When we break, we break hard.

Does passing the point of no return mean we’re bat-shit crazy? Nope. It just means we’re human. Just because I yell and scream and shoot daggers from my eyeballs doesn’t mean I’m crazy.

THE OBVVIOUS REASON YOU’RE NOT CRAZY

The obvious reason I know I’m not bat-shit crazy is because I’m asking the question. I’m aware.  Crazy people don’t try to figure out whether they’re crazy. They don’t worry that they’ll scar their children for life because of mommy’s demon voice that spews venom. 

When you’re verifiably crazy you rarely know it.

So, take solace because if you’re asking the question, you probably aren’t crazy.

HAVE COMPASSION FOR THE EXORCIST

You're Not Crazy

So, I fully admit I’m not capable of calming myself down in the middle of an exorcist episode. Because I’ve passed the point of no return, it’s just a matter of time until I calm down.

But, I try to have compassion for the exorcist. She’s exhausted. She’s juggling far too many things at once. She’s trying to be everything to everyone.

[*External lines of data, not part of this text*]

Issue #1679, opened 2016-02-22
Memory leak in org.openqa.selenium.io.TemporaryFilesystem


xmhubj:
We have a long run environment to playback selenium scripts. The command to start the remote server is as the following.

java -Xdump:java:events=user -jar -Djava.util.logging.config.file=/opt/my/logging.properties /opt/my/selenium-server-standalone-reduced-2.47.1.jar -timeout 3600 -browserTimeout 3600

Find that the real memory consumption of this process keeps growing over time.

## Expected Behavior -
The real memory consumption of the selenium-server-standalone process should not grow overtime with steady load.

## Actual Behavior -
The heap dump of the selenium server process shows that the class "java.lang.ApplicationShutdownHooks", loaded by "<system class loader>", occupies 97,222,648 (93.28%) bytes.

And there are large number of org.openqa.selenium.io.TemporaryFilesystem$1 objects (159724 in my case) dominated by class "java.lang.ApplicationShutdownHooks" and keeps growing over time.

![dominator_tree](https://cloud.githubusercontent.com/assets/15373664/13215020/95602dde-d98d-11e5-9905-77eefeac5d60.jpg)

## Steps to reproduce -
No special steps. 

PS: for each test, we stop the BMP proxy and run driver.quit.

Cloud you advise how to find the root cause of this issue? Thanks.

dr29bart:
Shutdown hooks are not deleted for some reason.

xmhubj:
I simply took a look at the source code of class org.openqa.selenium.io.TemporaryFilesystem, only found that shutdownHooks are added and no removeShutdownHook is called.
line 62: Runtime.getRuntime().addShutdownHook(shutdownHook), 

And looks like shutdownHooks are only removed when stopping the Jetty server.
...
/**
   * Stops the Jetty server
   */
  public void stop() {
    int numTries = 0;
    Exception shutDownException = null;

    // this may be called by a shutdown hook, or it may be called at any time
    // in case it was called as an ordinary method, try to clean up the shutdown
    // hook
    try {
      if (shutDownHook != null) {
        Runtime.getRuntime().removeShutdownHook(shutDownHook);
      }
    } catch (IllegalStateException ignored) {
    } // thrown if we're shutting down; that's OK
...

Can anyone help me out. Thanks!

krmahadevan:
@xmhubj 

This was interesting. :+1: 

Here's where I think the problem is.

[...]

PR #1709, opened 2016-02-27
Fixing memory leak in TemporaryFileSystem

krmahadevan:

Fixes issue : #1679

Added logic to remove the ShutdownHook that 
TemporaryFileSystem was injecting for cleaning up 
temporary files created by Selenium, after the cleanup
was completed.

### DIFF
--- a/java/client/src/org/openqa/selenium/io/TemporaryFilesystem.java
+++ b/java/client/src/org/openqa/selenium/io/TemporaryFilesystem.java
@@ -146,7 +146,7 @@ public class TemporaryFilesystem {
 
   public boolean deleteBaseDir() {
     boolean wasDeleted = baseDir.delete();
-    if (wasDeleted) {
+    if (! baseDir.exists()) {
       Runtime.getRuntime().removeShutdownHook(shutdownHook);
     }
     return wasDeleted;


krmahadevan:
@barancev 
Can you please help take a look at this and let me know if this PR is fine ?

java/client/src/org/openqa/selenium/io/TemporaryFilesystem.java
```diff
@@ -145,6 +145,10 @@ boolean shouldReap() {
   }
 
   public boolean deleteBaseDir() {
-    return baseDir.delete();
+    boolean wasDeleted = baseDir.delete();
+    if (wasDeleted) {
```
lukeis: I don't think we need to necessarily check if that returned true or not, we should just remove the shutdown hook. Since nothing would check or do anything with this flag anyways.

krmahadevan: @lukeis 
I also thought about it, but thought that maybe we should give the hook another chance to cleanup when the JVM exits assuming that the current attempt of deleting the `baseDir` failed. Please let me know if you still feel that this can be removed and i will update this PR with those changes as well.

lukeis: I was just trying to check on what java is doing. It appears that delete could return false if the path was already deleted. Which we would want to remove the shutdown hook at that point too.

Maybe change this line to if (!baseDir.exists())

krmahadevan:
@lukeis 
That makes sense. I have made the changes as per your recommendations.

java/client/src/org/openqa/selenium/io/TemporaryFilesystem.java
```diff
@@ -145,6 +145,9 @@ boolean shouldReap() {
   }
 
   public boolean deleteBaseDir() {
+    if (! baseDir.exists()) {
```
lukeis: heh :) shouldn't this be after the delete?

krmahadevan:
I looked at the Travis Job and couldn't make out why it failed though [ seems to be something related to the environment ] :(

java/client/src/org/openqa/selenium/io/TemporaryFilesystem.java
krmahadevan: Yikes... yeah you are correct... let me change that..

lukeis:
that's my fault... i need to fix that...

krmahadevan:
ok, I think I did it properly this time. Please bear with me.. the excitement is making me get carried away... Its my first PR into Selenium :)

lukeis:
merged as 8ca0979612e4b7a0605a77eb3a36b6c6913e53aa

thanks @krmahadevan :)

When the exorcist rears her ugly head, it’s time for a compassion intervention. You need a moment to take care of yourself and it’s OK.

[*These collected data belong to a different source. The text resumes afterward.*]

PR #3183, opened 2016-11-29
Updating getSlotCounts to use sessions allowed

mitchloudenbeck:

Switching getSlotCounts to use the maxSessions when counting the total
slots. Old method would count all browser options so the free/total counts
could be much higher than what was actually available.

### DIFF
--- a/java/server/src/org/openqa/grid/web/servlet/HubStatusServlet.java
+++ b/java/server/src/org/openqa/grid/web/servlet/HubStatusServlet.java
@@ -134,22 +134,16 @@ public class HubStatusServlet extends RegistryBasedServlet {
   }
 
   private JsonObject getSlotCounts() {
-    int freeSlots = 0;
     int totalSlots = 0;
     int usedSlots = 0;
 
     for (RemoteProxy proxy : getRegistry().getAllProxies()) {
-      totalSlots += proxy.getTestSlots().size() > proxy.getMaxNumberOfConcurrentTestSessions() ?
-        proxy.getMaxNumberOfConcurrentTestSessions() : proxy.getTestSlots().size();
+      totalSlots += Math.min(proxy.getMaxNumberOfConcurrentTestSessions(), proxy.getTestSlots().size());
       usedSlots += proxy.getTotalUsed();
     }
-    freeSlots = totalSlots - usedSlots;
-
     JsonObject result = new JsonObject();
-
-    result.addProperty("free", freeSlots);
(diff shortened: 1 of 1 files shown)


java/server/src/org/openqa/grid/web/servlet/HubStatusServlet.java
```diff
@@ -136,16 +136,14 @@ private JsonObject getResponse(HttpServletRequest request) throws IOException {
...
 
     for (RemoteProxy proxy : getRegistry().getAllProxies()) {
-      for (TestSlot slot : proxy.getTestSlots()) {
-        if (slot.getSession() == null) {
-          freeSlots += 1;
-        }
-
-        totalSlots += 1;
-      }
+      totalSlots += proxy.getTestSlots().size() > proxy.getMaxNumberOfConcurrentTestSessions() ?
```
lukeis: totalSlots += Math.min(proxy.getMaxNumberOfConcurrentTestSessions(), proxy.getTestSlots().size());

mach6: don't need `+=` here. `=` will do

java/server/src/org/openqa/grid/web/servlet/HubStatusServlet.java
```diff
@@ -136,16 +136,14 @@ private JsonObject getResponse(HttpServletRequest request) throws IOException {
...
+        proxy.getMaxNumberOfConcurrentTestSessions() : proxy.getTestSlots().size();
+      usedSlots += proxy.getTotalUsed();
```
mach6: same comment about `+=`

mach6:
LGTM, once comments addressed. :)

java/server/src/org/openqa/grid/web/servlet/HubStatusServlet.java
mitchloudenbeck: Don't we still want += here? It is summing all the slots/sessions of all the nodes connected to the hub.

lukeis: reducing this further... could just get rid of the two other variables and just have:

    freeSlots += Math.min(proxy.getMaxNumberOfConcurrentTestSessions(), proxy.getTestSlots().size()) - proxy.getTotalUsed();

and yeah, i agree still need the `+=` :)

PR #3197, opened 2016-12-02
Fix which makes possible to use /Application/Firefox.app as binaryNam…

vinogradoff:

…e for Mac OS

/Application/Firefox50.app is a valid MacOS File name, but not Firefox executable. So it was possible to use /Application/Firefox50 but not /Application/Firefox50.app, which is not logical. Now both versions are possible.

### DIFF
--- a/java/client/src/org/openqa/selenium/firefox/internal/Executable.java
+++ b/java/client/src/org/openqa/selenium/firefox/internal/Executable.java
@@ -129,8 +129,14 @@ public class Executable {
         binaryName += ".exe";
 
     } else if (current.is(MAC)) {
-      if (!binaryName.endsWith(".app"))
+     
+      if (!binaryName.endsWith(".app")){
+        File macBinary = new File(binaryName);
+        if (macBinary.exists()){
+          return macBinary;
+        }
         binaryName += ".app";
+      }
       binaryName += "/Contents/MacOS/firefox-bin";
     }
 


lmtierney:
This is failing a lot of the builds, did it build clean when you did it locally? I don't really see how it would have

davehunt:
The binary is actually `Firefox.app/Contents/MacOS/firefox-bin` and this is how it should be specified.

lmtierney:
@davehunt if you look at the java code right below the removal, if it's specified as Firefox.app or Firefox (where it appends .app) it appends `/Contents/MacOS/firefox-bin` to the path

davehunt:
Ah, I see. In that case this looks good to me. 😛

davehunt:
Actually, this will break if the full binary path is specified as it will append `/Contents/MacOS/firefox-bin` to it.

vinogradoff:
@lmtierney exactly. And it failed to do it for Firefox.app because it returned to early (removed code).

I think it is easier for non-techies to configure Firefox.app - it is self-explaining.

vinogradoff:
@davehunt oops, yes, you are right.

java/client/src/org/openqa/selenium/firefox/internal/Executable.java
```diff
@@ -123,22 +123,24 @@ private static File locateFirefoxBinaryFromSystemProperty() {
     if (binaryName == null)
       return null;
 
-    File binary = new File(binaryName);
-    if (binary.exists())
```
lukeis: this check should remain, but could be expanded to ensure 'binary' is also a File, not a directory

lukeis: if you did that, you wouldn't need to make the adjustments below to the mac things.

vinogradoff: Thanks, will give it a try

vinogradoff:
See #3199 instead.

PR #2269, opened 2016-06-12
.NET: Add support for .NET Core

qmfrederik:
- [X ] By placing an `X` in the preceding checkbox, I verify that I have signed the [Contributor License Agreement](https://github.com/SeleniumHQ/selenium/blob/master/CONTRIBUTING.md#step-6-sign-the-cla)

This PR makes the Selenium WebDriver project compile on .NET Core. The changes basically boil down to fixes for:
- The new reflection API
- The absence of Serialization
- Standardization on `.Dispose` instead of `.Close`
- Changes in how OS-related information is accessed
- Changes in the `HttpWebRequest` and `HttpWebResponse` classes

Happy to work with you on any feedback you may provide,

PR #3200, opened 2016-12-03
Core compat

Brar:

I've extended pull request #2269 in order to make WebDriver.Support work for my current .Net core projects.
This pull request is somewhat more invasive than #2269 as I had to get rid of System.Runtime.Remoting which is not (and probably will never be) supported by .NET core. I opted for Castle.DynamicProxy as replacement.
I also opted to target .NET Standard 1.3 instead of 1.5 as this was easily possible.
Besides that it is a pretty raw port and I didn'd bother to optimise existing code.
I guess there's still a lot of work left for someone who really knows what she's doing but it probably is a good start.

### DIFF
--- a/.gitignore
+++ b/.gitignore
@@ -91,3 +91,4 @@ Gemfile.lock
 .idea/inspectionProfiles/Project_Default.xml
 .idea/misc.xml
 third_party/py/googlestorage/client_secrets.json
+TestResult.xml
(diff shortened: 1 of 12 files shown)


Jetski5822:
Do you have it as a nuget package somewhere?

Brar:
@Jetski5822 
Nope.
I've been doing this for an internal project where "works for me" is enough.
I've filed this pull request in order to prevent people from completely starting from the scratch when trying to make selenium work with .Net Core.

Completely necessary. I’m talking mandatory.

Being self-compassionate is super hard for me. I’m learning. I remind myself that everyone is broken in one way or another. It’s not just me.

Here are three things I try to do:

  1. Acknowledge that I struggle with lots of issues as a solo parent.  Acknowledgment is key. When I say, “I am suffering” it invokes a sense of calm in me because I’m not trying to avoid it.
  2. Look in the mirror and say, “You’re doing the best you can. Be kind to yourself.”
  3. Apologize. I often tell my kids I’m sorry I screamed so loudly. I also tell them that their behavior is unacceptable because it’s not all on me. I own my part in escalating the situation and suggest they own their part, too.

WIDOW WRAP UP

It’s pretty simple…if you think you’re crazy, chances are good you’re not. You’re human and are pushed to the breaking point more times than you care to admit.

When the exorcist shows up, and she will, treat her with compassion. She shows up for a reason. Her presence is a simple reminder for you to be more compassionate with yourself.